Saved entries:
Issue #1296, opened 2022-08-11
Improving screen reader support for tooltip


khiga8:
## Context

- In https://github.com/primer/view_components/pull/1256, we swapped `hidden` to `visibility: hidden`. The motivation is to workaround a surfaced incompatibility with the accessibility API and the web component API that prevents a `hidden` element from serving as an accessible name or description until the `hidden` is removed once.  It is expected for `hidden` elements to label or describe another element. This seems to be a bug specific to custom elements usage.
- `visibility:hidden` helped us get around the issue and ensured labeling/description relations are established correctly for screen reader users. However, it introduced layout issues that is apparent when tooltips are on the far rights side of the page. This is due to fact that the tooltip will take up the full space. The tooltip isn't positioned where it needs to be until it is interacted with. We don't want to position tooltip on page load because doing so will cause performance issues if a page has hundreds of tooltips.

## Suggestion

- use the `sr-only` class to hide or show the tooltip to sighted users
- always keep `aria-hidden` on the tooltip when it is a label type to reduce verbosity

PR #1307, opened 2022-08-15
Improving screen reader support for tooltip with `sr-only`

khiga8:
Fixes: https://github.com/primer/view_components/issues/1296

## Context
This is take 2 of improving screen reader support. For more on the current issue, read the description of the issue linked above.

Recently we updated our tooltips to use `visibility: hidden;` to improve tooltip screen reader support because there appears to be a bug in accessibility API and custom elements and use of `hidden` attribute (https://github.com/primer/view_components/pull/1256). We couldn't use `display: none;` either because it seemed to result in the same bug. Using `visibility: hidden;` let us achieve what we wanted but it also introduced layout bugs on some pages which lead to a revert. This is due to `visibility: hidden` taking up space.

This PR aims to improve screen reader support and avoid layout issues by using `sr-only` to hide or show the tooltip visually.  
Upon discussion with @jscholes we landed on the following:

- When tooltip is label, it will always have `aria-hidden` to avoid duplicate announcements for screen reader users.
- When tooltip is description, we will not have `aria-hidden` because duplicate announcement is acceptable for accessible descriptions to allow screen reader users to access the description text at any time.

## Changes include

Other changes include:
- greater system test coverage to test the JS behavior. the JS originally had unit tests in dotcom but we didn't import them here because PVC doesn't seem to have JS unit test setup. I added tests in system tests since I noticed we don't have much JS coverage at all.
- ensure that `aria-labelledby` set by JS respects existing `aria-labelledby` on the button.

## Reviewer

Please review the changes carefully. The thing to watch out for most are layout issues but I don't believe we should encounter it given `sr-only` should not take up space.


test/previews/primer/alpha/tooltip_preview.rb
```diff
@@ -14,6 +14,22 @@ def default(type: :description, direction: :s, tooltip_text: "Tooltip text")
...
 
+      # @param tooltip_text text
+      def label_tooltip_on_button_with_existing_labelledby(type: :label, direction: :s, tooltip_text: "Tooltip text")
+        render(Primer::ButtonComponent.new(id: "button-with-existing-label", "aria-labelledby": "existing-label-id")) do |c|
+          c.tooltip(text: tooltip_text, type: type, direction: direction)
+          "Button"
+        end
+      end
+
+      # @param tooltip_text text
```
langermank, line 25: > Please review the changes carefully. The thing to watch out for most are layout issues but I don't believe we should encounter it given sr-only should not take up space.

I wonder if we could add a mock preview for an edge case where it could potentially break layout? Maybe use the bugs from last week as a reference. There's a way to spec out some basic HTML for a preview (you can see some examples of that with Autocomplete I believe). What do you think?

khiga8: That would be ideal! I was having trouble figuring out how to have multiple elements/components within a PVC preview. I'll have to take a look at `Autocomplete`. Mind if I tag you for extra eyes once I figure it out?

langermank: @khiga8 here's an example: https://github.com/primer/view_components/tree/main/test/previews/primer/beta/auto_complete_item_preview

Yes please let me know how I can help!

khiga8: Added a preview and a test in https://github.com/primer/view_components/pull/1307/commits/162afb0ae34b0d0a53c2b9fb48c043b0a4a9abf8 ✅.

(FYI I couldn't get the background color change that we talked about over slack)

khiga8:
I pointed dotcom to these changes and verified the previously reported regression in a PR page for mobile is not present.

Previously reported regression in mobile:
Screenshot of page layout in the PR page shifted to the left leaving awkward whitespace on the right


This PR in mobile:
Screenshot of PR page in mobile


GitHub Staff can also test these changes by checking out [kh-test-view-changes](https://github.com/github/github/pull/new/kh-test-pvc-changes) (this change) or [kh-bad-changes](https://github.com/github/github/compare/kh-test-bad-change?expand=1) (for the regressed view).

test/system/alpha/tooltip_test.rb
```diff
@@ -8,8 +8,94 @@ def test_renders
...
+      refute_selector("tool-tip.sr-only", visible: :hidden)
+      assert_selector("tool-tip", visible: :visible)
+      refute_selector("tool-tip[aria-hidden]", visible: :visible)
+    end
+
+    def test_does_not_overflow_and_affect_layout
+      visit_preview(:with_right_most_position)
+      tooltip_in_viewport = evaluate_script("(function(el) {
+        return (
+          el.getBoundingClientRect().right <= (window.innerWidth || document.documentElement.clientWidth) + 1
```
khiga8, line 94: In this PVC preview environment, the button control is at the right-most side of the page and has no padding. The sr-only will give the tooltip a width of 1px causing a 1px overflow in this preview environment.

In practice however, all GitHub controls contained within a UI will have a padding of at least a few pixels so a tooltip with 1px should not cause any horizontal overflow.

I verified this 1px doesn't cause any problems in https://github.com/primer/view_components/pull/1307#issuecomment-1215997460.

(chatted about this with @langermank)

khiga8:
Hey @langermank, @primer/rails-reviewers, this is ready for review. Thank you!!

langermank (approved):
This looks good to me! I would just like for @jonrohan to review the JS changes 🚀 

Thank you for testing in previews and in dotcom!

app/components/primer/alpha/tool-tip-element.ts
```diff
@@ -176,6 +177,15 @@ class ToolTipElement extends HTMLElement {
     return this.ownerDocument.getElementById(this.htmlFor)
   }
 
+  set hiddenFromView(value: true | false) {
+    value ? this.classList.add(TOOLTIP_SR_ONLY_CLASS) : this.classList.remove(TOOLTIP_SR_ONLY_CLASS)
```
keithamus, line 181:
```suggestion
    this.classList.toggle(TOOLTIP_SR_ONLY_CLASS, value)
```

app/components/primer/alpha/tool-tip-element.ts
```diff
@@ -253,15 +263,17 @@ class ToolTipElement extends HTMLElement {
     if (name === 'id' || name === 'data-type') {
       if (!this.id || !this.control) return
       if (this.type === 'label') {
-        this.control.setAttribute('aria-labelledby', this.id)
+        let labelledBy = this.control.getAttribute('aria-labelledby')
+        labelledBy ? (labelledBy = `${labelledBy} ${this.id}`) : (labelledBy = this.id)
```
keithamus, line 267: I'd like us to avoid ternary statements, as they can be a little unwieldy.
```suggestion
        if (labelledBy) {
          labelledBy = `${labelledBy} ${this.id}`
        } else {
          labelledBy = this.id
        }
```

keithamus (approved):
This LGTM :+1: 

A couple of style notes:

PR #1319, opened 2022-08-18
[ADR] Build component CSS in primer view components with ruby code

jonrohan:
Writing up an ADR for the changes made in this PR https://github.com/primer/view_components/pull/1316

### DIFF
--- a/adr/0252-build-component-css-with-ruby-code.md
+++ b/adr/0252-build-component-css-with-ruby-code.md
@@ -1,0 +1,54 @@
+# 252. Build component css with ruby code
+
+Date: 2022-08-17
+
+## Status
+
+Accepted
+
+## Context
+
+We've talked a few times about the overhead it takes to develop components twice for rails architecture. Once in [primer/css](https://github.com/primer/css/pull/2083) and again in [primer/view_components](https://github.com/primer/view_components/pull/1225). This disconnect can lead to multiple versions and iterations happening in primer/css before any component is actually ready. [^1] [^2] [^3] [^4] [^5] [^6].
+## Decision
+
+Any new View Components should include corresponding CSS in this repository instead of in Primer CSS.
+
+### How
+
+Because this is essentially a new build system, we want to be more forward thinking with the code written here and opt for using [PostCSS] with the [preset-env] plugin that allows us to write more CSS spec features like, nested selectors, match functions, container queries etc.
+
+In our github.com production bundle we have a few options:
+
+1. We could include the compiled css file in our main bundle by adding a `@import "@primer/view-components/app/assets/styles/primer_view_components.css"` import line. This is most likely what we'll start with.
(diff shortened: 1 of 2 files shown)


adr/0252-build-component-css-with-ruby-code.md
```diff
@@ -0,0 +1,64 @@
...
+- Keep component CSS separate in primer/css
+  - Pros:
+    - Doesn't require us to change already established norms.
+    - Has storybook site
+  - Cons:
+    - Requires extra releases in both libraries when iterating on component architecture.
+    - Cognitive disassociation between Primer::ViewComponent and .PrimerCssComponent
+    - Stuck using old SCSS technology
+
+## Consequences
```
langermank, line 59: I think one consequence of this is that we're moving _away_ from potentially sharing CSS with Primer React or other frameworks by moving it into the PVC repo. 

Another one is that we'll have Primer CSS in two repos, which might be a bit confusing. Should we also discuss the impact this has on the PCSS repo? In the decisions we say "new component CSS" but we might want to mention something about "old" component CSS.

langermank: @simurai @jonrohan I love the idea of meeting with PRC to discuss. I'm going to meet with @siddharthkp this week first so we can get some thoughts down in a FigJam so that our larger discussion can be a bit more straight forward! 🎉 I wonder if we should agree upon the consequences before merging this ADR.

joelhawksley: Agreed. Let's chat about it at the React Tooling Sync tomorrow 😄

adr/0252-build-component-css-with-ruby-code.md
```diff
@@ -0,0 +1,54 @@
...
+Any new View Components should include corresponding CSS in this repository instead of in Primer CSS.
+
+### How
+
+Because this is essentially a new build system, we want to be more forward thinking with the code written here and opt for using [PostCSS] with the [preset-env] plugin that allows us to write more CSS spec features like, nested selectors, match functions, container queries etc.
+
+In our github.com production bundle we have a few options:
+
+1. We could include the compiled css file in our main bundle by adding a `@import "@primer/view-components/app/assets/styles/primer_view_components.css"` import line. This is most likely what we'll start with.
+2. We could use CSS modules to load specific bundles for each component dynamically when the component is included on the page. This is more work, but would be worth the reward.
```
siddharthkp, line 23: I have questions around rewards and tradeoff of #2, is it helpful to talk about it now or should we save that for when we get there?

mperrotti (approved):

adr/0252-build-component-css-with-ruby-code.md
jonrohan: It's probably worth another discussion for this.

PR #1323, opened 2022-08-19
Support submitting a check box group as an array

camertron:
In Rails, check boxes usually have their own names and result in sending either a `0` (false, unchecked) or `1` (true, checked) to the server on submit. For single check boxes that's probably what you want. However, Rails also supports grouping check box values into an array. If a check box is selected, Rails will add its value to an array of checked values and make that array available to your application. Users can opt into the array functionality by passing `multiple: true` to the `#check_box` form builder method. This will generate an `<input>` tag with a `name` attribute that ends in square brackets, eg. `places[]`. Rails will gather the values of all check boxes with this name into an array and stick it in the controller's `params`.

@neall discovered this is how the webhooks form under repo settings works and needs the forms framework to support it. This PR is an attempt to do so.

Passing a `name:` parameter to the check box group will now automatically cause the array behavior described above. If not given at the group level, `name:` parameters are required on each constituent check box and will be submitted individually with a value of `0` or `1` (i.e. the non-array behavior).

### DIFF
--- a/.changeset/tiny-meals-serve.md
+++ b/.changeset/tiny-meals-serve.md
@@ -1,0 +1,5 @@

Exercise details: State the number of lines in the records that include the string "extends", without any other words.

Solved problem: 2